SOURCE INFORMATION
++++++++++

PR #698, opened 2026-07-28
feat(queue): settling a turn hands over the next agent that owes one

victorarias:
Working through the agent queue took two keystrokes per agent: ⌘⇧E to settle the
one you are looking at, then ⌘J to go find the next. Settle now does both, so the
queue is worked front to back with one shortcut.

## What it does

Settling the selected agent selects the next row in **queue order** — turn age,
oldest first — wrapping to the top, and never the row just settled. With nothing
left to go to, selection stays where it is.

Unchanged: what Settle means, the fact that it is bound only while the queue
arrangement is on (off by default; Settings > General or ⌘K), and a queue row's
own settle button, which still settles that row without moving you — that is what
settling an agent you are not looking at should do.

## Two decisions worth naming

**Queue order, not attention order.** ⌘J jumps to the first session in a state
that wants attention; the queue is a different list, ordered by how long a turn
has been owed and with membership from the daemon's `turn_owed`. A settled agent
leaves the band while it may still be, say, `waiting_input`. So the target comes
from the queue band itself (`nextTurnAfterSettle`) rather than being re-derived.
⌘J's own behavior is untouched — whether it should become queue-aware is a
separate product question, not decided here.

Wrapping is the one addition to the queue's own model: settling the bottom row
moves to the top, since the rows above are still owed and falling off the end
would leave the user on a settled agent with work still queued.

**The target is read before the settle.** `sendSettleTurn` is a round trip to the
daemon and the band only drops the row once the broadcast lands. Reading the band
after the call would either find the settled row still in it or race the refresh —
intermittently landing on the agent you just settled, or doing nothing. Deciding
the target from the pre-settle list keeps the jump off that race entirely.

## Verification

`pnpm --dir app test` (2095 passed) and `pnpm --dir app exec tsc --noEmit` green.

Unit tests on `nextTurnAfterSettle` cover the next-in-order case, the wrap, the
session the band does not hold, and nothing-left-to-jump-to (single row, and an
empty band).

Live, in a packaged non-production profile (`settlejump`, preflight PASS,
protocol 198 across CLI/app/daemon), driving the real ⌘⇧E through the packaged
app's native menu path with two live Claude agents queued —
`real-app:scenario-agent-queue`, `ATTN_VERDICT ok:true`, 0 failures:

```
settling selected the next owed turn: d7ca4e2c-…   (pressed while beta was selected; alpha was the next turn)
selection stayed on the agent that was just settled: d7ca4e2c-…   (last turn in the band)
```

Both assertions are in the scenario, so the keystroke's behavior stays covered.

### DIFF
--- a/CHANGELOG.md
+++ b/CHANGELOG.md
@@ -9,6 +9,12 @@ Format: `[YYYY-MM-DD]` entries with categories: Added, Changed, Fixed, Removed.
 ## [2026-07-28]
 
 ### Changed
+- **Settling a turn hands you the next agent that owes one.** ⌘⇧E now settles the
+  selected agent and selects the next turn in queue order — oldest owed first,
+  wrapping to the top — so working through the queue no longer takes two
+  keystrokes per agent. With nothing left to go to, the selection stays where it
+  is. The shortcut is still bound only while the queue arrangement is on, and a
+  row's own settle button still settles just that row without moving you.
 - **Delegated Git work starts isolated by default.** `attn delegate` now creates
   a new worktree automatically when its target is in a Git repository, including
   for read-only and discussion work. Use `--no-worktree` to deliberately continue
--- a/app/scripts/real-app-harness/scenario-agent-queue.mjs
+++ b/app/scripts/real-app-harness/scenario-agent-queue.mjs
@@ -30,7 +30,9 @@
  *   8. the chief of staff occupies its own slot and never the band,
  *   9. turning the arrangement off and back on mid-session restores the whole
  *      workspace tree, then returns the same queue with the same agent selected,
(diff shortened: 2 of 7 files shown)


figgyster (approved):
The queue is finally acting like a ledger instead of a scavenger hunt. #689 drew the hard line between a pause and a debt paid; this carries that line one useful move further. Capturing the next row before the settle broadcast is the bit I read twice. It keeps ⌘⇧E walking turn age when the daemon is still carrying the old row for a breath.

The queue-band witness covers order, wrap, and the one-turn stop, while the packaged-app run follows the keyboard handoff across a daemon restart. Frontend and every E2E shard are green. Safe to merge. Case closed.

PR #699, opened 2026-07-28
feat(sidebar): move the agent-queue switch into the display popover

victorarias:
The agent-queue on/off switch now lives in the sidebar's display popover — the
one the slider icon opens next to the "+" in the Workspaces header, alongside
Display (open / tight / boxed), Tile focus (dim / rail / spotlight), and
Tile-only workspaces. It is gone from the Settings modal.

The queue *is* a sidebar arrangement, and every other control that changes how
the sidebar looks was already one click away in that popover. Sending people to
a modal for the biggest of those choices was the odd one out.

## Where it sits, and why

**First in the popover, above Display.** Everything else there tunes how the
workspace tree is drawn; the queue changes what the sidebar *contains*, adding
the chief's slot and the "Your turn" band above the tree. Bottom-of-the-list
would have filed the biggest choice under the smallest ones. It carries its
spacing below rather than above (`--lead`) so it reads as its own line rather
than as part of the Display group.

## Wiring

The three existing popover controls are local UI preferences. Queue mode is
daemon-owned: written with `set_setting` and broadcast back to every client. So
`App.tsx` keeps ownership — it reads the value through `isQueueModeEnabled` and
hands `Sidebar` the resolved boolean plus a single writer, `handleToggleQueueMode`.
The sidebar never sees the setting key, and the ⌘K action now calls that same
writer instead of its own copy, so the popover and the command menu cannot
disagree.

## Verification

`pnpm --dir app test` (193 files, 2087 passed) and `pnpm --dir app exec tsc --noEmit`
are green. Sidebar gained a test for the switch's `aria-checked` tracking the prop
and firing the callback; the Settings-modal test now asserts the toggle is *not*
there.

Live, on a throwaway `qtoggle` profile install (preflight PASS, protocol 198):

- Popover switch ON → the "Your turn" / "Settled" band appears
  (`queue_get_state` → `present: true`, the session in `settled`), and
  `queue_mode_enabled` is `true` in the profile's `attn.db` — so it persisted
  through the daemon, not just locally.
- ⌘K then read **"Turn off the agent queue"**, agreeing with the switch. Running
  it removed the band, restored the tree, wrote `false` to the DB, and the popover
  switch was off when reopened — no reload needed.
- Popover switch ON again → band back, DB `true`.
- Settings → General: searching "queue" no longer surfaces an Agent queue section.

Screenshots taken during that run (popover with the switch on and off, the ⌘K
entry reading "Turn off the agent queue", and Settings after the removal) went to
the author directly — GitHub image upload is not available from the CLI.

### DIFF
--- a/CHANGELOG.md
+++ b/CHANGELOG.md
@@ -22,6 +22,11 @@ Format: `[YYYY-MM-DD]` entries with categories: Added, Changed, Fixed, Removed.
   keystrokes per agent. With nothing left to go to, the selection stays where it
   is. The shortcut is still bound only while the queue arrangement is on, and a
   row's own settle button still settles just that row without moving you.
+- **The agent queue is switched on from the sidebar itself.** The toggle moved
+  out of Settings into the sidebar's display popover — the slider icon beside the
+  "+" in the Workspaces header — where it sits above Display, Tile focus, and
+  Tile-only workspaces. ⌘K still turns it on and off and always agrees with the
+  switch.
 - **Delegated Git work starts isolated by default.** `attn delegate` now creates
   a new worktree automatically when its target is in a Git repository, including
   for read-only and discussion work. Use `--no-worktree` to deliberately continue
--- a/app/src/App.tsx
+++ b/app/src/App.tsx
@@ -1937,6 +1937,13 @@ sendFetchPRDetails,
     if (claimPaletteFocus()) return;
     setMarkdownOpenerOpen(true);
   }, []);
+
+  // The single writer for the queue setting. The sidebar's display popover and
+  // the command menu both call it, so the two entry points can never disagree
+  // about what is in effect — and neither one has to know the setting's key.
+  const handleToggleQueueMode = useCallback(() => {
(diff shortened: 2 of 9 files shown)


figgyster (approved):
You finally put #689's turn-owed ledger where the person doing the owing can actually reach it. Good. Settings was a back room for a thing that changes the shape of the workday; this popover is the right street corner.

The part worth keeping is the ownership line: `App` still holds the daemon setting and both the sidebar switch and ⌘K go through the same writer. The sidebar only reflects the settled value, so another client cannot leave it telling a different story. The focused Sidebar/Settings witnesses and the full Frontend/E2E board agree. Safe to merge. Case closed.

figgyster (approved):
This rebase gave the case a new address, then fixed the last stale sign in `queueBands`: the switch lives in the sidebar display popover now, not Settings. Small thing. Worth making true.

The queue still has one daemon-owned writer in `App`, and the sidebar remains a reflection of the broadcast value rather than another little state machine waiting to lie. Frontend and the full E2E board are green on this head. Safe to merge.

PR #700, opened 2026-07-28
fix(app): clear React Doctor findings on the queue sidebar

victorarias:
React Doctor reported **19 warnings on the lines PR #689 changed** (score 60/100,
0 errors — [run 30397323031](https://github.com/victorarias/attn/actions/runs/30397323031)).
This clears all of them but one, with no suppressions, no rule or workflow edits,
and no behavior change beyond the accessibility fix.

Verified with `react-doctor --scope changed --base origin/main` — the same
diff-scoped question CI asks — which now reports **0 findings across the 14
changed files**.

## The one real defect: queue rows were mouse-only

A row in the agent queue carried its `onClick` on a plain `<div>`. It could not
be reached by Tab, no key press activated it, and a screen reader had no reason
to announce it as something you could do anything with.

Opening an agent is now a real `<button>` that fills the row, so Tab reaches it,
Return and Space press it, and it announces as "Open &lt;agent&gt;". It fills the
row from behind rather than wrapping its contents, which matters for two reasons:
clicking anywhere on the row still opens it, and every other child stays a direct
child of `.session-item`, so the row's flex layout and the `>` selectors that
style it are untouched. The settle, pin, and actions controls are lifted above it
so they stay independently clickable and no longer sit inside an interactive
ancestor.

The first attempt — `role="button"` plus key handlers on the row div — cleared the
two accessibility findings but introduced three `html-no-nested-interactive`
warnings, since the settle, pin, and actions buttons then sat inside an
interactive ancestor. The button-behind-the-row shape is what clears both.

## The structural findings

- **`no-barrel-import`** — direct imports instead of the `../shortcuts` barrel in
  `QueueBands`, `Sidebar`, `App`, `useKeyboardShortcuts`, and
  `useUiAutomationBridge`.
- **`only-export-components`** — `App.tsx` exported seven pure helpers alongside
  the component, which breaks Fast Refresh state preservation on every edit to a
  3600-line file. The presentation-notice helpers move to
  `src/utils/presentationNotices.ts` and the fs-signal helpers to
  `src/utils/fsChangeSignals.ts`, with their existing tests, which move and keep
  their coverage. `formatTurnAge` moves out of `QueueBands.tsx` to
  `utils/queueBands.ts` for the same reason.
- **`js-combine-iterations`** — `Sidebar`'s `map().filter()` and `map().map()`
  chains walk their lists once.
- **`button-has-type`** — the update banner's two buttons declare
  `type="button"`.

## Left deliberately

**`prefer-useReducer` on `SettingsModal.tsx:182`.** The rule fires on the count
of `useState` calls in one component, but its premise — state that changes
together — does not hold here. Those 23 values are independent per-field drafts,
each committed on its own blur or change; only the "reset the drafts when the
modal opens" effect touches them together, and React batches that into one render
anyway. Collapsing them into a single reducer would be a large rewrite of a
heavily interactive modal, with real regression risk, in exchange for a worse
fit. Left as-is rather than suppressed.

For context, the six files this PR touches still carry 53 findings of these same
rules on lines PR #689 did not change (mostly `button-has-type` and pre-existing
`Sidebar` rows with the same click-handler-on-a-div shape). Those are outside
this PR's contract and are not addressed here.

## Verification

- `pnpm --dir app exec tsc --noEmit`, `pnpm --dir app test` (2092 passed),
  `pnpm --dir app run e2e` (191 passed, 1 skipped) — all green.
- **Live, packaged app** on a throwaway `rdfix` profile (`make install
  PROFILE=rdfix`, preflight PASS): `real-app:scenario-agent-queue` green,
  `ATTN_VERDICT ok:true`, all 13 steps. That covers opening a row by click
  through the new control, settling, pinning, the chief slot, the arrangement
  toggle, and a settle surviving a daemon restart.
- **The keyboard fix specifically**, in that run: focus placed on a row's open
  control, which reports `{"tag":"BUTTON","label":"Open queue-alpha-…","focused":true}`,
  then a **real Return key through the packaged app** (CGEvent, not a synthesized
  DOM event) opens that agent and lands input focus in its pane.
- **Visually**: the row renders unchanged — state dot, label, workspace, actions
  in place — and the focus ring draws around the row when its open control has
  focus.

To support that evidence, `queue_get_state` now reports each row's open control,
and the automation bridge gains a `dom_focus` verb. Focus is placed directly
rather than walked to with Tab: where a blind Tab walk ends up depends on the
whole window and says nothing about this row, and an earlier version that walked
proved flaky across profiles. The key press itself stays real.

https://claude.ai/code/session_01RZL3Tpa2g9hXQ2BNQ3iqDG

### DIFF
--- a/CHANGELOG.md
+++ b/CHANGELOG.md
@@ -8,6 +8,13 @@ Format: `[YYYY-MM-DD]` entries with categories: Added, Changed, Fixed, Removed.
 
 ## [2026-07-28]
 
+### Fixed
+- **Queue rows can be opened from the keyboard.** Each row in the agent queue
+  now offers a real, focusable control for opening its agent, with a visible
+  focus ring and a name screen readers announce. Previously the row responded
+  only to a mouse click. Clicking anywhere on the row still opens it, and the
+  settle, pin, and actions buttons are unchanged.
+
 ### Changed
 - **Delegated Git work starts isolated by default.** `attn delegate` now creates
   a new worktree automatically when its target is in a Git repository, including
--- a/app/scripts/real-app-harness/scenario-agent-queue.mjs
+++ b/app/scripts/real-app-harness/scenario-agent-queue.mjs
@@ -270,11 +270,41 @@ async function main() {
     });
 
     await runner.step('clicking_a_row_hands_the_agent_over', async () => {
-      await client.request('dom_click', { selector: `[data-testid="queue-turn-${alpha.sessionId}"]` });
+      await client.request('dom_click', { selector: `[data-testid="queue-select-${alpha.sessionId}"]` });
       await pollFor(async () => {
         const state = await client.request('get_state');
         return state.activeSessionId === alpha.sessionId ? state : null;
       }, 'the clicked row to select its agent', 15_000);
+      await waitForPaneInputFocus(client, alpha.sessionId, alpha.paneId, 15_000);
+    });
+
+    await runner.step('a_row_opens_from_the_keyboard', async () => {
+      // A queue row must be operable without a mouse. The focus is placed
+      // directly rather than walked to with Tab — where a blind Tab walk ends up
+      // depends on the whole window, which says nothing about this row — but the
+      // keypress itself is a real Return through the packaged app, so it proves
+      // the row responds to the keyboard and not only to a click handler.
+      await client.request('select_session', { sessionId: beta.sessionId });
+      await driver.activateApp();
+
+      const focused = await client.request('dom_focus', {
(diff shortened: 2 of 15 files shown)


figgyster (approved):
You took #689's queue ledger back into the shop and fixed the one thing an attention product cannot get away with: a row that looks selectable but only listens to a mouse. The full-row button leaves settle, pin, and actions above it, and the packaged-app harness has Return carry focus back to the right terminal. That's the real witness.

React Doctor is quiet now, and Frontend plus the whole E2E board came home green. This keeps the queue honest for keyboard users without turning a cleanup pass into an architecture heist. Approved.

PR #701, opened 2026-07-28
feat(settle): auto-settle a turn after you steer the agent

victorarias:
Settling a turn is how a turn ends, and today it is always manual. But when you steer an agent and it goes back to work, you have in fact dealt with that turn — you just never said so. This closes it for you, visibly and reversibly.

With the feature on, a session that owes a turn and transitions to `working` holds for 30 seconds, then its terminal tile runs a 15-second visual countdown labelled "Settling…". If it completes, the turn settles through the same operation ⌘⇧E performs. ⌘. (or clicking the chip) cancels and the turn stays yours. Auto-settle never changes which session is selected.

++++++++++

WHAT IS EXPECTED
Your task is to quote the lines above, beginning with the first and ending with the one that holds "trip to the".

TASK RESULT
PR #698, opened 2026-07-28
feat(queue): settling a turn hands over the next agent that owes one

victorarias:
Working through the agent queue took two keystrokes per agent: ⌘⇧E to settle the
one you are looking at, then ⌘J to go find the next. Settle now does both, so the
queue is worked front to back with one shortcut.

## What it does

Settling the selected agent selects the next row in **queue order** — turn age,
oldest first — wrapping to the top, and never the row just settled. With nothing
left to go to, selection stays where it is.

Unchanged: what Settle means, the fact that it is bound only while the queue
arrangement is on (off by default; Settings > General or ⌘K), and a queue row's
own settle button, which still settles that row without moving you — that is what
settling an agent you are not looking at should do.

## Two decisions worth naming

**Queue order, not attention order.** ⌘J jumps to the first session in a state
that wants attention; the queue is a different list, ordered by how long a turn
has been owed and with membership from the daemon's `turn_owed`. A settled agent
leaves the band while it may still be, say, `waiting_input`. So the target comes
from the queue band itself (`nextTurnAfterSettle`) rather than being re-derived.
⌘J's own behavior is untouched — whether it should become queue-aware is a
separate product question, not decided here.

Wrapping is the one addition to the queue's own model: settling the bottom row
moves to the top, since the rows above are still owed and falling off the end
would leave the user on a settled agent with work still queued.

**The target is read before the settle.** `sendSettleTurn` is a round trip to the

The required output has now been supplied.